Directions for this task: Say how many lines in the entries below have the word "patchValue" in them, giving only the number.

═════ Supplied information

PR #571, opened 2021-08-01
Adds switch control for entering min time

### LINKED ISSUE #546: Improve handling of "First allowed entering time"
## Overview
Improve handling of "First allowed entering time". Currently when "1000-01-01", the value is always set to "now" to have a calendar not starting from year 1000.  As a consequence, when changing another attribute and not touching this one, this value is set to the current time while it does not have any meaning.

Instead of this, add a switch to enable/disable setting a "First allowed entering time". 

## Acceptance criteria
- [ ] Add a switch on the left of the calendar (maybe useful to create a component shared with "Latest allowed entering time"?). 
- [ ] When disabled, do not display the calendar. Interpret this value as "1000-01-01".
- [ ] When enabled, set it to "now" by default.
- [ ] On loading, if the value is "1000-01-01 ...", disable the switch (and hide the calendar), otherwise enable it and show the calendar at the current value.
- [ ] Avoid the change of height when changing switch value as it happens with the "Latest allowed entering time".
- [ ] Test carefully each case.

Iloveall:
Fixes #546

### DIFF
--- a/src/app/modules/item/pages/item-edit-advanced-parameters/item-edit-advanced-parameters.component.ts
+++ b/src/app/modules/item/pages/item-edit-advanced-parameters/item-edit-advanced-parameters.component.ts
@@ -1,17 +1,15 @@
-import { Component, Input, OnChanges, OnInit, SimpleChanges } from '@angular/core';
+import { Component, Input, OnInit } from '@angular/core';
 import { FormGroup, Validators } from '@angular/forms';
 import { DropdownOption } from 'src/app/modules/shared-components/components/dropdown/dropdown.component';
 import { Item } from '../../http-services/get-item-by-id.service';
 import { HOURS } from 'src/app/shared/helpers/duration';
-
-const DEFAULT_ENTERING_TIME_MIN = '1000-01-01T00:00:00Z';
 
 @Component({
   selector: 'alg-item-edit-advanced-parameters',
   templateUrl: './item-edit-advanced-parameters.component.html',
   styleUrls: [ './item-edit-advanced-parameters.component.scss' ]
 })
-export class ItemEditAdvancedParametersComponent implements OnInit, OnChanges {
+export class ItemEditAdvancedParametersComponent implements OnInit {
   @Input() item?: Item;
   @Input() parentForm?: FormGroup;
 
@@ -65,13 +63,6 @@ export class ItemEditAdvancedParametersComponent implements OnInit, OnChanges {
     this.handleDurationValidation();
   }
 
-  ngOnChanges(changes: SimpleChanges): void {
-    if (changes.item && this.item?.enteringTimeMin.getTime() === new Date(DEFAULT_ENTERING_TIME_MIN).getTime()) {
-      this.parentForm?.get('entering_time_min')?.patchValue(new Date());
-      this.parentForm?.get('entering_time_min')?.markAsPristine();
-    }
-  }
-
   onRequiresExplicitEntryChange(): void {
     this.handleDurationValidation();
   }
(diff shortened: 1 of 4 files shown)


src/app/modules/item/pages/item-edit-advanced-parameters/item-edit-advanced-parameters.component.ts
```diff
@@ -90,23 +81,41 @@ export class ItemEditAdvancedParametersComponent implements OnInit, OnChanges {
...
   }
 
+  onEnteringTimeMinEnabledChange(event: boolean): void {
+    if (!event) {
+      return;
+    }
+
+    this.parentForm?.get('entering_time_min')?.patchValue(
+      new Date()
+    );
```
smadbe, line 91: So, just switching it off and on directly clear the previous value. This is not what we want. Should set to now only if it equaled DEFAULT_ENTERING_TIME_MIN.

src/app/modules/item/pages/item-edit-advanced-parameters/item-edit-advanced-parameters.component.ts
```diff
@@ -90,23 +81,41 @@ export class ItemEditAdvancedParametersComponent implements OnInit, OnChanges {
...
+
+  computeEnteringTimeMaxValue(): void {
+    const enteringTimeMinEnabled = this.parentForm?.get('entering_time_min_enabled')?.value as boolean;
     const enteringTimeMin = this.parentForm?.get('entering_time_min')?.value as string;
-    const enteringTimeMinDate = new Date(enteringTimeMin);
+    const enteringTimeMinDate = enteringTimeMinEnabled ? new Date(enteringTimeMin) : new Date();
     this.parentForm?.get('entering_time_max')?.patchValue(
       new Date(enteringTimeMinDate.getTime() + HOURS)
     );
   }
```
smadbe, line 111: Same here. I would say that when enabling max time, if it has its default value (`9999-12-31` I think), you leave this value, otherwise you set it `max(now, min time) + 1h`

smadbe (changes requested):

src/app/modules/item/pages/item-edit-advanced-parameters/item-edit-advanced-parameters.component.ts
Iloveall: Fixed

src/app/modules/item/pages/item-edit-advanced-parameters/item-edit-advanced-parameters.component.ts
Iloveall: Fixed

src/app/modules/item/pages/item-edit-advanced-parameters/item-edit-advanced-parameters.component.ts
```diff
@@ -62,25 +61,18 @@ export class ItemEditAdvancedParametersComponent implements OnInit, OnChanges {
...
+    this.handleDurationValidators();
   }
 
   onDurationEnabledChange(): void {
-    this.handleDurationValidation();
+    this.handleDurationValidators();
   }
 
-  handleDurationValidation(): void {
+  handleDurationValidators(): void {
```
smadbe, line 75:
```suggestion
  private handleDurationValidators(): void {
```

src/app/modules/item/pages/item-edit-advanced-parameters/item-edit-advanced-parameters.component.ts
```diff
@@ -90,23 +82,51 @@ export class ItemEditAdvancedParametersComponent implements OnInit, OnChanges {
...
+    }
+
+    const enteringTimeMin = this.parentForm?.get('entering_time_min')?.value as Date;
+
+    if (enteringTimeMin.getTime() === new Date(DEFAULT_ENTERING_TIME_MIN).getTime()) {
+      this.parentForm?.get('entering_time_min')?.patchValue(
+        new Date()
+      );
+
+      this.computeEnteringTimeMaxValue();
```
smadbe, line 97: I am not sure it is useful in your implementation:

══════════

Task answer: 4